PR #1125, opened 2018-11-30
Add a `union` method to the extensions types.

mitchmindtree:
Currently the extensions types implement `intersection` and `difference` methods but provide no simple way to produce a `union`. This PR addresses this by adding a `union` method.

* ~Updated documentation to reflect any user-facing changes - PR to the [guide](https://github.com/vulkano-rs/vulkano-www) that fixes existing documentation invalidated by this PR.~

### DIFF
--- a/CHANGELOG_VULKANO.md
+++ b/CHANGELOG_VULKANO.md
@@ -2,6 +2,7 @@
 
 - Add support for `#include "..."` and `#include <...>` directives within source
   files.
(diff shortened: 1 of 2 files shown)


rukai:
Thanks for the PR! Can you rebase to fix the changelog conflict?

rukai:
The other methods have `#[inline]` I assume we also want that here?

Otherwise lgtm.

> EXERCISE DESCRIPTION
Search term "this": return each line of the data that contains it.

> ANSWER SECTION
Currently the extensions types implement `intersection` and `difference` methods but provide no simple way to produce a `union`. This PR addresses this by adding a `union` method.
* ~Updated documentation to reflect any user-facing changes - PR to the [guide](https://github.com/vulkano-rs/vulkano-www) that fixes existing documentation invalidated by this PR.~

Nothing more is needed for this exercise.